Among states with some form of shop licensing laws are Alabama, Alaska, California, Connecticut, Florida, Hawaii, Illinois, Louisiana, Maine, Maryland, Massachusetts, Michigan, Nevada, New Hampshire, New Jersey, New York, Ohio, Rhode Island, Texas and Utah.
A brief description of each state's licensing program can be found by going to ASA's legislative Web site - www.TakingTheHill.com - and finding the report, "A Status of Shop Licensing." For more information, contact each state or its attorney general's office.
Pointing up the importance of visiting the legislative Web site are some words of a former ASA president, G.W. "Bud" Merwin III, who in the mid-1990s said this about licensing:
"When it comes right down to it, the goals of ASA and the as-yet unreached goals of licensing are strikingly similar - the attainment of high standards, education for technicians, high professional ethics and improving consumer confidence in the industry. The means, of course, differ greatly. Since licensing and its underlying goals are so basic to our industry, it's crucial that ASA members continue to keep up-to-date on the licensing issue."
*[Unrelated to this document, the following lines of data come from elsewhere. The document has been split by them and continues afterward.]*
PR #2472, opened 2025-04-23
Import `dra_psp` 63C08.c bss

gamezter:


src/dra_psp/63C08.c
```diff
@@ -1,20 +1,108 @@
...
-extern s32 D_psp_09236880;
-extern char D_psp_09236888[];
-extern s32 D_psp_09236910;
-extern s32 D_psp_09236920;
-extern s32 D_psp_09236928;
-extern s16 D_psp_092374B0;
-extern s16 D_psp_092374B8;
-extern SpuVoiceAttr* D_psp_09237578;
+
+s32 D_8013B61C;
```
sozud, line 9: Note that I don't think we can combine this with PS1 due to psy-q bss hashtable thing

sozud (approved):

PR #2475, opened 2025-04-23
Align `dra_psp` 61E38.c to `dra` 66590.c

gamezter:
I couldnt get a full PSP match for `DrawEntitiesHitbox` because it uses `g_CurrentBuffer->tiles` which is one of the last elements in the struct and depends on the sizes of all the elements before it, which are currently unknown on PSP. Here's my current scratch : https://decomp.me/scratch/tjxvc

edit: I found this PSP scratch https://decomp.me/scratch/qY61I that touches nearly all members of the `GpuBuffer` struct. It turns out most of the element counts are the same for PSX / PSP apart from `ot`


Xeeynamo (approved):
Looks good. But I wonder if it's possible to merge dra/66590.c with dra_psp/61E38.c before merging?

I find great to see a joint effort on tackling DRA PSP. Thanks for your contribution :pray:

PR #2479, opened 2025-04-24
Full code-share for Primitive handling functions (including RenderPrimitives!)

bismurphy:
A fun and useful one - lots of functions looking more readable now. Took a whole lot of commits, but very satisfying to see it come together.


sozud (approved):

bismurphy:
> I think it would be better to `#undef` the various macros in `libgpu.h` and re-define them differently in `game.h` (at least for now) whenever VERSION_PSP is defined. We should try to minimize as much as possible anything in `include/psxsdk` and preserve the original headers.
> 
> Structs such as `P_TAG` are more complicated and it is fine to leave it like that for now.

I played with this a bit and couldn't get them to match. For example the first mismatch, DR_ENV_CODE_SIZE, I put into game.h a block of:
```
#if defined(VERSION_PSP)
#undef DR_ENV_CODE_SIZE
#define DR_ENV_CODE_SIZE 8
#endif
```

but that doesn't match, I think because of the setting that the variable holds at the time it's being used in DR_ENV. By the time you undef in game.h, it's too late.

Perhaps we want to make a totally separate libgpu.h for PSP, and put the conditional on the include statement?

PR #2484, opened 2025-04-24
Fixed file listing for fully merged psp overlays

ProjectOblivion:
I also took the opportunity to pull the python out of Makefile and put it in it's own .py file.


ProjectOblivion:
The issue is not with `get_o_files`, though that is where it manifests.  The issue with maria is that it doesn't follow the structure of psp overlays with `asm_path: asm/pspeu/ovl_psp`.  Fix that and those files will be found.

PR #2486, opened 2025-04-24
Saturn RIC: decompile some small functions

Xeeynamo:
I am kick-starting the decompilation for the Richter overlay on Saturn. The process is quite tedious as I need to constantly look at the data section at the bottom of the function to understand values and offsets.

The content in `src/saturn` is not picked up by make, so I am running `rm build/saturn/richter.*; rm build/saturn/RICHTER.PRG; cp src/saturn/* build/saturn/; make` to check if the overlay matches locally after making a change.

Functions are barely different from PSX and PSP, it's mostly copy&paste on decomp.me and fill the gaps with enums or missing struct fields. `RicSetSpeedX` is inlined, which is an interesting optimization compared to PSX and PSP.

The various `FIX` values that works horizontally are all different, I assume to accommodate the change in the horizontal resolution from 256 to 320. I suspect we could define an additional `FIX` with a fixed multiplier baked in to adjust all the values seamlessly (hopefully the OG devs used something similar). For now I am leaving the raw un-FIX-ed values as I find a bit hard to work them out without an utility.


sozud (approved):
Great work, good to see saturn progress

PR #2487, opened 2025-04-25
Clean up `RenderTilemap`

gamezter:


include/psxsdk/libgpu.h
```diff
@@ -1,27 +1,28 @@
...
 #define LINEG2_CODE 0x9
 #define TILE_CODE 0xB
+#else
+#define SPRT_CODE 0x64
+#define SPRT16_CODE 0x7C
+#define POLYGT3_CODE 0x34
+#define POLYG4_CODE 0x38
+#define POLYGT4_CODE 0x3C
+#define LINEG2_CODE 0x50
+#define TILE_CODE 0x60
```
gamezter, line 25: I can revert these if it's an issue. IMO `#ifdef ...` is much easier to parse than `#ifndef ...`

PR #2493, opened 2025-04-26
PSP: Add maria overlay

Xeeynamo:
As decompiling the Richter overlay for both PSX and PSP gave us precious hints about differences, more accurate matches and file splits, I am now kick-starting this exclusive PSP overlay with a good amount of functions and splits already documented. Hopefully having the file pre-split will stimulate collaboration.


sozud (approved):
Let's add it to `dups`, otherwise looks good

sozud:
You're right, I forgot we weren't doing PSP. I think this overlay would be a good reason to get dups running on PSP though.

PR #2500, opened 2025-04-28
Decompile `no4` `EntityBat`

JoshSchreuder:
PSX: https://decomp.me/scratch/F8yPX
PSP: https://decomp.me/scratch/fqCHE


src/st/no4/e_bat.c
```diff
@@ -0,0 +1,107 @@
...
+#include "no4.h"
+
+static u8 bat_anim_fly[] = {4, 21, 1, 22, 1, 23, 1, 30, 1, 24, 1, 25, 4, 26,
+                            2, 27, 2, 28, 2, 29, 1, 30, 2, 23, 2, 22, 0, 0};
+static u8 bat_anim_drop[] = {5, 31, 5, 32, 5, 31, 5, 32, 5,  31, 5,   32, 4, 31,
+                             4, 32, 3, 31, 3, 32, 2, 31, 12, 32, 255, 0,  0, 0};
+
+// This is a slightly modified version of the Bat enemy
+// present in other overlays. Has a different SFX and some
+// slightly enhanced movement behaviour.
```
JoshSchreuder, line 11: This is mostly pretty similar to the existing shared header for Bat enemy used in NO3 / NP3, however there were enough differences (IMO) that putting conditionals into that header just to share code made it harder to read.

Here's an example scratch of how that might look in situ:
https://decomp.me/scratch/pG66O

If it is preferably I can update the shared header and use this approach instead - all data is identical.

sozud: I could go either way, it's not essential to dedupe it for this PR IMO

PR #2503, opened 2025-04-28
RIC+MARIA blueprints as assets

Xeeynamo:
Sample in `assets/ric/blueprints_def.yaml`:

```yaml
BP_SUBWPN_CROSS_PARTICLES:
  entity: E_80169C10
  amount: 3
  nPerCycle: 1
  isNonCritical: true
  incParamsKind: true
  timerCycle: 2
  kind: B_DECORATION
  origin: B_ORIGIN_DEFAULT
  timerDelay: 0
```

compiled in `src/ric/blueprints_def.h` as:

```c
B_MAKE(E_80169C10,3,1,true,true,2,B_DECORATION,B_ORIGIN_DEFAULT,0),
```

Long-term, this will help a lot in documenting blueprints and entities. The exported asset is synchronized with the enums, making everything more seamless and connected.


src/ric/pl_blueprints.c
```diff
@@ -561,103 +561,21 @@ Entity* RicCreateEntFactoryFromEntity(
...
 }
 
-#if defined(VERSION_US)
-#define NON_CRITICAL false
-#else
-#define NON_CRITICAL true
-#endif
 static FactoryBlueprint blueprints[] = {
-    // clang-format off
-    B_MAKE(E_SMOKE_PUFF, 5, 1, true, true, 2, B_DECOR, 0, 0),
```
sozud, line 571: I think this isn't as clean as some of the other yaml or json based things since there's a dependency on the entity function pointer array and enum but it's not necessarily an issue

sozud (approved):

src/ric/pl_blueprints.c
sozud: My understanding is to add an effect that uses a new entity I'd have to:

1. Add the entity function to the array of function pointers
2. Create an enum value at the same position
3. Use that in the yaml here

I don't think anything needs to be changed, was just pointing out it's not as "pure data" as some other examples.

PR #2505, opened 2025-04-28
Align blueprints across overlays

Xeeynamo:
First of all, I am sorry for the big PR.

I am now importing as an asset the blueprints from RIC, DRA and MARIA across all versions in the decomp. I took this opportunity to align enums, entity names and documentation. DRA never had a blueprint enum; most of the changes in this PR comes from its introduction.

The most important change was to **duplicate** the four enums `Entities`, `Blueprints`, `BlueprintKinds` and `BlueprintOrigins` across the three overlays. While DRA and RIC share mostly the same structure when spawning entities using a Factory Pattern, the actual implementation and the meaning of each value changes between them. Even the macro `B_MAKE` is different between RIC and DRA. The MARIA overlay is mostly identical to RIC, so enums+docs are copy&pasted.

Interestingly, Merwin's words are just as appropriate today as they were then. And ASA's legislative Web site makes it easy for members to keep abreast of the latest on shop licensing.
It was pointed out that hairstylists must be licensed, as well as physicians, CPAs and many other professionals. During the forum someone asked, "Would you want to take your taxes to an uncertified public accountant?"
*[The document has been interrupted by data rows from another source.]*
PR #3314, opened 2026-07-06
decompile BO6_CheckBladeDashInput

flafmg:
decompiled BO6_CheckBladeDashInput, sorry if i may have messed something!

### DIFF
--- a/src/boss/bo6/bo6.h
+++ b/src/boss/bo6/bo6.h
@@ -93,6 +93,4 @@ typedef enum RicSteps {
 
 extern PlayerState g_Ric;
 
-void BO6_CheckBladeDashInput();
-
 #endif // BO6_H
--- a/src/boss/bo6/bo6.h
+++ b/src/boss/bo6/bo6.h
@@ -93,4 +93,6 @@ typedef enum RicSteps {
 
 extern PlayerState g_Ric;
 
+void BO6_CheckBladeDashInput();
+
 #endif // BO6_H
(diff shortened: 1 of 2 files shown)


flafmg:
sorry the 3 commits to fix two stupid issues, now it should be correct!

src/boss/bo6/bo6.h
```diff
@@ -93,4 +93,6 @@ typedef enum RicSteps {
 
 extern PlayerState g_Ric;
 
+void BO6_CheckBladeDashInput();
```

The same holds true for vehicle owners. The average cost of a new car is $27,958, according to Comerica Bank. And today's vehicles are sophisticated, computerized machines. Would you want an unqualified technician working on your family car?
Many people assume shops and their workers are licensed. But that's far from true.
In many states, anyone - whether they are qualified or not - can open an automotive repair shop. There is no minimum standard for opening or operating an automotive shop, and there is no minimum standard to qualify and work as an automobile technician.
At least 20 states have some form of automotive repair shop licensing.
Some licensing programs are working very well. A key point, said Elder, is that most successful licensing programs have been industry driven, while those not doing well have been government driven. Also, there must be a partnership between the industry and the licensing authority.
The panelists agreed that there must be strict enforcement for a licensing program to be successful.
The panelists made many more important points. Their presentations and podcast are available on ASA's legislative Web site, www.TakingTheHill.com.
Also available on the Web site is a report prepared by ASA: "A Status of Shop Licensing."
The more members know about shop licensing, the more they will realize the value licensing can bring to the industry, said Robert L. Redding Jr., ASA's representative in the nation's capital.
As indicated above, ASA supports shop licensing mainly by providing the information and guidelines members need to make good decisions in their respective states. On multiple occasions over the years, ASA has assembled repairers from around the country to review licensing statutes and proposals. The latest in that effort was the forum in November.
In 2002, a shop licensing subcommittee comprised of mechanical and collision members met to develop guidelines for considering shop licensing legislation. Today, ASA's Mechanical Division shop licensing subcommittee is continuing that effort. The guidelines are available for states with an interest in pursuing shop licensing legislation.
Also part of ASA's ongoing effort is the vast array of shop licensing information available on the legislative Web site. Members are urged to visit the legislative Web site and take advantage of all the information that is available.